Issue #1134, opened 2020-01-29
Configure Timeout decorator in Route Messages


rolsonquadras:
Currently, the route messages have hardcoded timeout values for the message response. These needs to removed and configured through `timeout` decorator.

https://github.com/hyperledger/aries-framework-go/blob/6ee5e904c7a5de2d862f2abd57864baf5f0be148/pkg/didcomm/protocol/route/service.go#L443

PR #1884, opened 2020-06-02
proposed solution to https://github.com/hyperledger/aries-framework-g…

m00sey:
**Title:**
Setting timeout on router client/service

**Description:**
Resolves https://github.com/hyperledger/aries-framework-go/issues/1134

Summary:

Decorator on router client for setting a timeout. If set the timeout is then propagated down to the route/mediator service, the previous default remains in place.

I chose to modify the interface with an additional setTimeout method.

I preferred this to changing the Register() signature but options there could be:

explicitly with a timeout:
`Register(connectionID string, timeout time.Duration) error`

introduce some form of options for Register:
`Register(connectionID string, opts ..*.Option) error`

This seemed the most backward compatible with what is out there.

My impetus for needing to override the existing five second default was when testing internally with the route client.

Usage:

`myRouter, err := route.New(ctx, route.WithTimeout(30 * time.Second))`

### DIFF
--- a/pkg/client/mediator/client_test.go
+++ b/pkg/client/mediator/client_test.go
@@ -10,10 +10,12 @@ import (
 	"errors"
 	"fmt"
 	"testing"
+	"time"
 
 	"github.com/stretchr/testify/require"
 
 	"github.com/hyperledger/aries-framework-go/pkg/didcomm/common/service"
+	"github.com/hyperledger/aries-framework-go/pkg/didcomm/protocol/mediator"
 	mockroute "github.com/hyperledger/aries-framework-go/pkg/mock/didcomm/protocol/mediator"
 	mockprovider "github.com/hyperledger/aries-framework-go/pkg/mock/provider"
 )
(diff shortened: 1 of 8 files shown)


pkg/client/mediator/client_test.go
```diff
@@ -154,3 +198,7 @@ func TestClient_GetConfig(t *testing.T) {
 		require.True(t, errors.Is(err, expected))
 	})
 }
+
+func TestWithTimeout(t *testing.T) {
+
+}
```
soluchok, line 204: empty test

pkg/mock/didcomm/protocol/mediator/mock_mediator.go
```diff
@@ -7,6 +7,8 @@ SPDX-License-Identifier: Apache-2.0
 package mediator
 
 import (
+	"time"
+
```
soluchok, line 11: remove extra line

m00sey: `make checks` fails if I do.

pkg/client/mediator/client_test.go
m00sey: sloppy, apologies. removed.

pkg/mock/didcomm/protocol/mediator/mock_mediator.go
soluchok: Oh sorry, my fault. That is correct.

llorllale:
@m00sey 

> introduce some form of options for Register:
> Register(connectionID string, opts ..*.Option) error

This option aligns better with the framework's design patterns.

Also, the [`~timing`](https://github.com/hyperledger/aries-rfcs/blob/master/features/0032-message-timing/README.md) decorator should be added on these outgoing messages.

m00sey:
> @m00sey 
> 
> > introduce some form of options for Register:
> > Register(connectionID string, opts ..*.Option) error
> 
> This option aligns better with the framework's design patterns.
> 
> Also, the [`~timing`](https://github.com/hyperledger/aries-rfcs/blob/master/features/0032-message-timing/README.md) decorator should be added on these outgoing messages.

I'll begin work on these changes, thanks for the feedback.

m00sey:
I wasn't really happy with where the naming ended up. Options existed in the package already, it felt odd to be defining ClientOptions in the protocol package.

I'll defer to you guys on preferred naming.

◇ ◇ ◇ ◇ ◇ ◇ ◇

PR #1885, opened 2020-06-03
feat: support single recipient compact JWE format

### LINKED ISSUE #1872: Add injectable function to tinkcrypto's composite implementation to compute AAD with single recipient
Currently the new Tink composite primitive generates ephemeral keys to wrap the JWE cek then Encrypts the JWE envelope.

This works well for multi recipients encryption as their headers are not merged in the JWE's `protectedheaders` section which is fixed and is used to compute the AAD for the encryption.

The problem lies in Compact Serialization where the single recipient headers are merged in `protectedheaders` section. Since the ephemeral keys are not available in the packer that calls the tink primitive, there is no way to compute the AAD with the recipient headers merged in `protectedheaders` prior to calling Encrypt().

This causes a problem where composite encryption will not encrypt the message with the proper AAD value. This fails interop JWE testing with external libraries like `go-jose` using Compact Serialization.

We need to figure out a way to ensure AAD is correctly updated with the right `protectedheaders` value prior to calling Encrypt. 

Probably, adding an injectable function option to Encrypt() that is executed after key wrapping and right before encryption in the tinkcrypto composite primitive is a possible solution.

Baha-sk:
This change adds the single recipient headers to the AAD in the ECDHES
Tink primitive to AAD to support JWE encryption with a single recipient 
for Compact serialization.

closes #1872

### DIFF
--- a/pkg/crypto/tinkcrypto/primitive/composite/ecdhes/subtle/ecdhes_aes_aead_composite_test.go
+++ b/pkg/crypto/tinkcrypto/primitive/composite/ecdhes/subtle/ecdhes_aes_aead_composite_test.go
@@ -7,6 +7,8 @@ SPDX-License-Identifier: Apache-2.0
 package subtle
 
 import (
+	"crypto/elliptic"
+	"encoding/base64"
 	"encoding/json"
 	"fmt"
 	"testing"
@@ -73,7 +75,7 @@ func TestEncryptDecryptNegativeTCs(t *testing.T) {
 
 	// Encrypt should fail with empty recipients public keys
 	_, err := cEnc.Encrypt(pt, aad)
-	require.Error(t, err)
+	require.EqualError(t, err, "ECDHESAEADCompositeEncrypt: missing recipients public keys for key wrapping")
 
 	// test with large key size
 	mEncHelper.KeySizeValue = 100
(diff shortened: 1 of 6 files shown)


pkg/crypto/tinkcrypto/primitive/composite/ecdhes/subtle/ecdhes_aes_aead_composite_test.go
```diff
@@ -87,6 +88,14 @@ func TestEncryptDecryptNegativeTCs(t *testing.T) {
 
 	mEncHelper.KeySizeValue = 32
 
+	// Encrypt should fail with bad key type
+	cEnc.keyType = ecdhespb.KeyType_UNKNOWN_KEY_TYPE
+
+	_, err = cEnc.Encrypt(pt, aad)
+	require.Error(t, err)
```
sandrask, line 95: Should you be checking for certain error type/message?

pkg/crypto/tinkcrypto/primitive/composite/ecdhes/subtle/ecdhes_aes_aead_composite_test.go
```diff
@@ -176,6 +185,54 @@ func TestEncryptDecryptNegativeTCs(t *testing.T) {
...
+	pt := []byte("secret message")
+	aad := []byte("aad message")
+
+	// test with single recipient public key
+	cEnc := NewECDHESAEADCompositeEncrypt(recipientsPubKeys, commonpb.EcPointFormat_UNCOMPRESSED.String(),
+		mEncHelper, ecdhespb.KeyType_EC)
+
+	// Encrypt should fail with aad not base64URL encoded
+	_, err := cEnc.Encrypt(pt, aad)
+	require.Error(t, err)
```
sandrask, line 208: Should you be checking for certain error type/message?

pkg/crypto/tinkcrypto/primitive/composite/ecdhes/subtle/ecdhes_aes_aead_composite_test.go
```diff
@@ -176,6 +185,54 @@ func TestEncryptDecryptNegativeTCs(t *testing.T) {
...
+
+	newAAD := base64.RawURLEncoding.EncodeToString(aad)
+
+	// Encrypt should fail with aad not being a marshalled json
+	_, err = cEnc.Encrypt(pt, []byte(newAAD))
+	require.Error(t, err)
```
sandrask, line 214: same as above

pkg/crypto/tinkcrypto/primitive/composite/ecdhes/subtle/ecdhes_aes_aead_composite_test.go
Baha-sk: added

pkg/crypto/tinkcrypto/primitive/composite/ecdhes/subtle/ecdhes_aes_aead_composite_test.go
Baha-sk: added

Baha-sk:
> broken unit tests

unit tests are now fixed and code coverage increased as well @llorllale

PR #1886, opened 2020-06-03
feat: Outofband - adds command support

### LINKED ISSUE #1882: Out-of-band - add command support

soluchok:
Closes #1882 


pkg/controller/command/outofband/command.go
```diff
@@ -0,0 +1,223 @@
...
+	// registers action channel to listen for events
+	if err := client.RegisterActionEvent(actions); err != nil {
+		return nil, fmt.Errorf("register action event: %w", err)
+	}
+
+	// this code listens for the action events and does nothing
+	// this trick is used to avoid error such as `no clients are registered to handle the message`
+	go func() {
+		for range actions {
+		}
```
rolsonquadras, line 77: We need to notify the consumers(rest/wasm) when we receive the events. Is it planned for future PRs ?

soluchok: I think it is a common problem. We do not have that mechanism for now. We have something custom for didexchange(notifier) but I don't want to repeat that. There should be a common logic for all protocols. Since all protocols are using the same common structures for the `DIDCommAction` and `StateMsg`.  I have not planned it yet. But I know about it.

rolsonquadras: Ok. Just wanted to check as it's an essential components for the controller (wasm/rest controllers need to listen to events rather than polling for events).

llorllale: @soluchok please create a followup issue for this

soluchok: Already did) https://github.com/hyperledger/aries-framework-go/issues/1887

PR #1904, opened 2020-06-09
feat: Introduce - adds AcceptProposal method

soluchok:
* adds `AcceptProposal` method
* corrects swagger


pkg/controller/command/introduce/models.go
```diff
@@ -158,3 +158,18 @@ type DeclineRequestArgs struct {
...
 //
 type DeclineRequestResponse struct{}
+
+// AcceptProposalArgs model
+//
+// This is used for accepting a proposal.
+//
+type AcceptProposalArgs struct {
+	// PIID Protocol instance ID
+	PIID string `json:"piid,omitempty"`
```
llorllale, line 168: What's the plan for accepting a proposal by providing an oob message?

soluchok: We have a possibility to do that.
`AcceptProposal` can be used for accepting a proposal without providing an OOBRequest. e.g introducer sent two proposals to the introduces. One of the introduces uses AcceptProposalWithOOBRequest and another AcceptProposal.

◇ ◇ ◇ ◇ ◇ ◇ ◇

THE TASK - Every line from the line containing "Issue #1134, opened 2020-01-29" through the line containing "Currently, the route" in the records above must be retyped exactly. Leave out the rest.

RESULT BELOW -
Issue #1134, opened 2020-01-29
Configure Timeout decorator in Route Messages


rolsonquadras:
Currently, the route messages have hardcoded timeout values for the message response. These needs to removed and configured through `timeout` decorator.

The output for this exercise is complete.